> **Task requirements**:
Counting the line with "### Expected Behavior" as the last one, copy out the lines of the data exactly from the first onward.

> **Saved data entries**:
══════════

Issue #2110, opened 2023-04-01
bug: can't use cli to generate hardhat code


Eyon42:
### Is there an existing issue for this?

- [X] I have searched the existing issues

### Package Version

0.1.14

### Current Behavior

Running `npm run wagmi generate` throws:

```

> frontend@0.1.0 wagmi
> wagmi

✔ Validating plugins
⠸ Resolving contracts
Command failed with exit code 1: npm hardhat compile
Unknown command: "hardhat"
```
 `npm hardhat compile` is invalid

### Expected Behavior

It should call `npx hardhat generate` or something else.

### Steps To Reproduce

Install the cli with npm, use the hardhat plugin and try to use the cli to generate.

### Anything else?

The issue is [here](https://github.com/wagmi-dev/wagmi/blob/main/packages/cli/src/plugins/hardhat.ts#L145):

```
      if (clean) {
        const packageManager = await getPackageManager();
        const [command, ...options] = (typeof clean === "boolean" ? `${packageManager} hardhat clean` : clean).split(" ");
        await execa2(command, options, { cwd: project });
      }
      if (build) {
        const packageManager = await getPackageManager();
        const [command, ...options] = (typeof build === "boolean" ? `${packageManager} hardhat compile` : build).split(" ");
        await execa2(command, options, { cwd: project });
      }
```

The `{packageManager} hardhat compile` patter does not work for npm, as it does for pnpm and yarn

Proposed solution: add a special case.
I might do it tomorrow, now I'm sleppy.

Also, `npm run wagmi init` does not work by default, I had to do something hacky and add `"wagmi": "wagmi"` to package.json

tomas-dukynas:
having the same issue

Eyon42:
Created a couple of PRs to address the issues

PR #2122, opened 2023-04-04
  Replace npm with npx for running hardhat commands in cli plugin.

Eyon42:
Solves #2110

## Description

Replace npm with npx for running hardhat commands.

Current behavior is calling the hardhat plugin with npm runs "npm hardhat compile" which is not a valid command. npx command is used, which is recommended by the hardhat docs.

## Additional Information

Your ENS/address: 0xc5a23c04f05D8F1bc27344E394654B21bE9CC488

### DIFF
--- a/packages/cli/src/plugins/hardhat.ts
+++ b/packages/cli/src/plugins/hardhat.ts
@@ -133,16 +133,18 @@ export function hardhat<TProject extends string>({
     async contracts() {
       if (clean) {
         const packageManager = await getPackageManager()
+        const packageManagerCommand = (packageManager === "npm") ? "npx" else packageManager
         const [command, ...options] = (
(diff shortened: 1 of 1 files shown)


tmm (changes requested):
Thanks for working on this!

Might be better to add a parameter to `getPackageManager` `executable?: boolean` (or similar) that returns the package manager executable CLI command (e.g. `npx`) so we can reduce some duplicate logic. For npm this would look like:

```ts
const packageManager = await getPackageManager()
//    ^^^^^^^^^^^^^^ "npm"
const packageManager = await getPackageManager(true)
//    ^^^^^^^^^^^^^^ "npx"
```

Once that is updated, you can add a patch changeset (`pnpm changeset`) and this is good to go!

tmm:
Thanks for working on this! Closing in favor of #2145 since I wasn't able to make changes here.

══════════

> **Solution to this exercise**:
Issue #2110, opened 2023-04-01
bug: can't use cli to generate hardhat code


Eyon42:
### Is there an existing issue for this?

- [X] I have searched the existing issues

### Package Version

0.1.14

### Current Behavior

Running `npm run wagmi generate` throws:

```

> frontend@0.1.0 wagmi
> wagmi

✔ Validating plugins
⠸ Resolving contracts
Command failed with exit code 1: npm hardhat compile
Unknown command: "hardhat"
```
 `npm hardhat compile` is invalid

### Expected Behavior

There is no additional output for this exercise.